- [Instructions to follow] Every entry must come back exactly as it was written.

- [Records supplied]
PR #289, opened 2017-06-23
container: Factorize container creation

sameo:
We were duplicating a bit of code, so we factorize it now.
Also, the single container creation case was wrong as it was
missing the container mount points.

### DIFF
--- a/container.go
+++ b/container.go
@@ -267,6 +267,7 @@ func (c *Container) createContainersDirs() error {
 	return nil
 }
 
+// newContainer creates a Container structure from a pod and a container configuration.
 func newContainer(pod *Pod, contConfig ContainerConfig) (*Container, error) {
 	if contConfig.valid() == false {
 		return &Container{}, fmt.Errorf("Invalid container configuration")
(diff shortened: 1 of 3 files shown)


container.go
```diff
@@ -351,6 +301,38 @@ func createContainer(pod *Pod, contConfig ContainerConfig) (*Container, error) {
 		c.mounts = mounts
 	}
 
+	return c, nil
+}
+
+func createContainers(pod *Pod, contConfigs []ContainerConfig) ([]*Container, error) {
```
jodh-intel: I wonder if this function should be renamed `createEmptyContainers()` as it is calling `newContainer()`, rather than `createContainer()`? Alternatively, maybe a comment on these functions would be useful to explain the differences.

sboeuf: why empty containers ? it calls into newContainer and it creates Container internal structures based on containerConfig, right ?

jodh-intel: Bad choice of words. The question boils down to: "why doesn't `createContainers()` call `createContainer()`?

jodh-intel:
lgtm

container.go
```diff
@@ -351,6 +302,45 @@ func createContainer(pod *Pod, contConfig ContainerConfig) (*Container, error) {
...
+			return containers, err
+		}
+
+		containers = append(containers, c)
+	}
+
+	return containers, nil
+}
+
+// createContainer creates and start a container inside a Pod.
```
sboeuf: It does not start a container, it only creates it, right ?

sboeuf:
One comment about a comment, other than that:
LGTM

- [Result for this exercise]
PR #289, opened 2017-06-23
container: Factorize container creation

sameo:
We were duplicating a bit of code, so we factorize it now.
Also, the single container creation case was wrong as it was
missing the container mount points.

### DIFF
--- a/container.go
+++ b/container.go
@@ -267,6 +267,7 @@ func (c *Container) createContainersDirs() error {
 	return nil
 }
 
+// newContainer creates a Container structure from a pod and a container configuration.
 func newContainer(pod *Pod, contConfig ContainerConfig) (*Container, error) {
 	if contConfig.valid() == false {
 		return &Container{}, fmt.Errorf("Invalid container configuration")
(diff shortened: 1 of 3 files shown)


container.go
```diff
@@ -351,6 +301,38 @@ func createContainer(pod *Pod, contConfig ContainerConfig) (*Container, error) {
 		c.mounts = mounts
 	}
 
+	return c, nil
+}
+
+func createContainers(pod *Pod, contConfigs []ContainerConfig) ([]*Container, error) {
```
jodh-intel: I wonder if this function should be renamed `createEmptyContainers()` as it is calling `newContainer()`, rather than `createContainer()`? Alternatively, maybe a comment on these functions would be useful to explain the differences.

sboeuf: why empty containers ? it calls into newContainer and it creates Container internal structures based on containerConfig, right ?

jodh-intel: Bad choice of words. The question boils down to: "why doesn't `createContainers()` call `createContainer()`?

jodh-intel:
lgtm

container.go
```diff
@@ -351,6 +302,45 @@ func createContainer(pod *Pod, contConfig ContainerConfig) (*Container, error) {
...
+			return containers, err
+		}
+
+		containers = append(containers, c)
+	}
+
+	return containers, nil
+}
+
+// createContainer creates and start a container inside a Pod.
```
sboeuf: It does not start a container, it only creates it, right ?

sboeuf:
One comment about a comment, other than that:
LGTM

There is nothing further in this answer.